The best food is the food that works best for your dog.


----------



## BRule (Apr 20, 2010)

I know that not all dogs can tolerate this food! But, if they could do you feel I made an accurate statement?


----------



## CorgiPaws (Mar 31, 2009)

On paper? yes.

Coming out my dog's butt in runny, dark brown sludge form? no. 

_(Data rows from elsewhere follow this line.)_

PR #8326, opened 2025-09-15
Add tests to improve coverage for worker heartbeat implementation.

rkannan82:
## What changed?
Tests for the following cases:
1. Cache eviction logic.
2. ListWorkers API with query predicate.

## Why?
Improve coverage,

## How did you test it?
- [ ] built
- [x] added new unit test(s)

## Potential risks
None.

### DIFF
--- a/service/matching/workers/registry_impl_test.go
+++ b/service/matching/workers/registry_impl_test.go
@@ -112,6 +112,62 @@ func TestEvictByCapacity(t *testing.T) {
 	assert.LessOrEqual(t, m.total.Load(), maxItems, "total counter should not exceed maxItems")
 }
 
+// Tests the critical edge case where evictByCapacity() cannot evict any entries because they're all
+// protected by minEvictAge. This verifies the "break" logic prevents infinite loops during memory
+// pressure.
+func TestEvictByCapacityWithMinAgeProtection(t *testing.T) {
+	maxItems := int64(2)
+	minEvictAge := 5 * time.Second
+	m := newRegistryImpl(1, time.Hour, minEvictAge, maxItems, time.Hour)
+	defer m.Stop()
+
+	// Add 3 entries (over capacity) - all will be "new" (< minEvictAge)
+	for i := 1; i <= 3; i++ {
+		key := fmt.Sprintf("worker%d", i)
+		hb := &workerpb.WorkerHeartbeat{WorkerInstanceKey: key}
+		m.upsertHeartbeats("ns", []*workerpb.WorkerHeartbeat{hb})
+	}
+
+	// Verify we're over capacity
+	assert.Equal(t, int64(3), m.total.Load(), "should have 3 entries initially")
+	assert.Greater(t, m.total.Load(), maxItems, "should be over capacity")
+
+	// Attempt eviction - should break because all entries are too new
+	m.evictByCapacity()
+
+	// All entries should still be there (protected by minEvictAge)
+	workers := m.filterWorkers("ns", alwaysTrue)
+	assert.Len(t, workers, 3, "all entries should be protected by minEvictAge")
+	assert.Equal(t, int64(3), m.total.Load(), "should still exceed maxItems due to protection")
+}
+
+// Tests that entries can be evicted once they exceed minEvictAge.
+func TestEvictByCapacityAfterMinAge(t *testing.T) {
+	maxItems := int64(2)
+	minEvictAge := 100 * time.Millisecond // Short age for test
+	m := newRegistryImpl(1, time.Hour, minEvictAge, maxItems, time.Hour)
+	defer m.Stop()
+
+	// Add 3 entries (over capacity)
+	for i := 1; i <= 3; i++ {
+		key := fmt.Sprintf("worker%d", i)
+		hb := &workerpb.WorkerHeartbeat{WorkerInstanceKey: key}
+		m.upsertHeartbeats("ns", []*workerpb.WorkerHeartbeat{hb})
+	}
+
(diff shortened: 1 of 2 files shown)


service/matching/workers/registry_test.go
```diff
@@ -195,6 +195,112 @@ func TestRegistryImpl_ListWorkers(t *testing.T) {
...
+		expectedCount   int
+		expectedWorkers []string // WorkerInstanceKeys
+		expectError     bool
+	}{
+		{
+			name: "valid query - basic filtering",
+			setup: func(r *registryImpl) {
+				r.upsertHeartbeats("namespace1", []*workerpb.WorkerHeartbeat{
+					{WorkerInstanceKey: "worker1", TaskQueue: "queue1"},
+					{WorkerInstanceKey: "worker2", TaskQueue: "queue2"},
```
stephanos, line 216: nit: can/should `TaskQueue` be dropped here if it's not relevant to the test?

service/matching/workers/registry_test.go
```diff
@@ -195,6 +195,112 @@ func TestRegistryImpl_ListWorkers(t *testing.T) {
...
+		{
+			name: "invalid query - malformed SQL",
+			setup: func(r *registryImpl) {
+				r.upsertHeartbeats("namespace1", []*workerpb.WorkerHeartbeat{
+					{WorkerInstanceKey: "worker1"},
+				})
+			},
+			nsID:        "namespace1",
+			query:       "invalid SQL syntax here",
+			expectError: true,
```
stephanos: it: would it be better to be able to provide an error substring that the error has to match?

service/matching/workers/registry_impl_test.go
```diff
@@ -112,6 +112,62 @@ func TestEvictByCapacity(t *testing.T) {
...
+		key := fmt.Sprintf("worker%d", i)
+		hb := &workerpb.WorkerHeartbeat{WorkerInstanceKey: key}
+		m.upsertHeartbeats("ns", []*workerpb.WorkerHeartbeat{hb})
+	}
+
+	// Verify we're over capacity
+	assert.Equal(t, int64(3), m.total.Load(), "should have 3 entries initially")
+	assert.Greater(t, m.total.Load(), maxItems, "should be over capacity")
+
+	// Attempt eviction - should break because all entries are too new
```
stephanos, line 136: nit: the "break" terminology feels too close to the implementation details

service/matching/workers/registry_impl_test.go
```diff
@@ -112,6 +112,62 @@ func TestEvictByCapacity(t *testing.T) {
...
+	// Add 3 entries (over capacity)
+	for i := 1; i <= 3; i++ {
+		key := fmt.Sprintf("worker%d", i)
+		hb := &workerpb.WorkerHeartbeat{WorkerInstanceKey: key}
+		m.upsertHeartbeats("ns", []*workerpb.WorkerHeartbeat{hb})
+	}
+
+	// Wait for entries to exceed minEvictAge
+	// TODO: Use mock time for more reliable tests.
+	time.Sleep(300 * time.Millisecond)
```
stephanos: I'd use testify's `eventually` (lots of code samples in the tests) to verify that the assertions eventually pass.

stephanos (approved):
Looks good! The `sleep` is the only part I'd definitely like to see addressed.

service/matching/workers/registry_impl_test.go
rkannan82: I have changed to inject a clock instead. Although we can use eventually here, since this is purely time-dependent logic, using a mock clock will make the test fast and deterministic. Let me know if this is OK.

service/matching/workers/registry_test.go
rkannan82: I added a test with compound query (multiple conditions) now :)

service/matching/workers/registry_impl_test.go
stephanos: It might be better to use this: https://victoriametrics.com/blog/go-synctest/

It (prob) requires no code changes to the production code.

rkannan82: synctest works, but this is an experimental feature. So we need to enable it in the test invocations ...
GOEXPERIMENT=synctest go test ./service/matching/workers -v

I have a revised implementation that is much closer to the original impl, except it uses TimeSource.NewTimer instead of time.NewTicker. The common/cache/cache.go also uses this API. So I suggest that we go with this for now. Let me know if you feel otherwise.

rkannan82: Thanks Stephan for pointing out this is GA in Go version 1.25. Turns out the API has changed, but they kept the old API for now, and only that API requires the goexperiement flag.

service/matching/workers/registry_impl_test.go
```diff
@@ -112,6 +113,65 @@ func TestEvictByCapacity(t *testing.T) {
...
+
+		// Add 3 entries (over capacity)
+		for i := 1; i <= 3; i++ {
+			key := fmt.Sprintf("worker%d", i)
+			hb := &workerpb.WorkerHeartbeat{WorkerInstanceKey: key}
+			m.upsertHeartbeats("ns", []*workerpb.WorkerHeartbeat{hb})
+		}
+
+		// Virtual time advance - instant with synctest!
+		time.Sleep(300 * time.Millisecond)
```
stephanos, line 164: I see the linter is still unhappy here. since it doesn't know about synctest, you'll have to add a comment to override it here: `//nolint:forbidigo`.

I personally have not fed Orijen to my dogs, it wasn't readily avaliable in my area back when I fed kibble. I did feed a comparable food though, and it just flat out did not work for either of my boys. I think ingredients and credibility of the company are right on par, but then when it comes down to performance with a particular dog, it's hit or miss.


----------



## buddy97 (Mar 29, 2010)

corgipaws said:


> on paper? Yes.
> 
> Coming out my dog's butt in runny, dark brown sludge form? No.
> 
> .


lmao!!!!!!


----------



## Bam Bam (May 1, 2010)

I have been feeding Bam Bam Orijen large breed puppy since 8 weeks, I have recently started rotating in Acana Grasslands(also made by championfoods and grain free). I think its the best kibble for my dogs. They do well on it and it is top quality food.


----------



## SaltyDog (Mar 10, 2010)

BRule said:


> If you disagree then tell me why and give me some numbers.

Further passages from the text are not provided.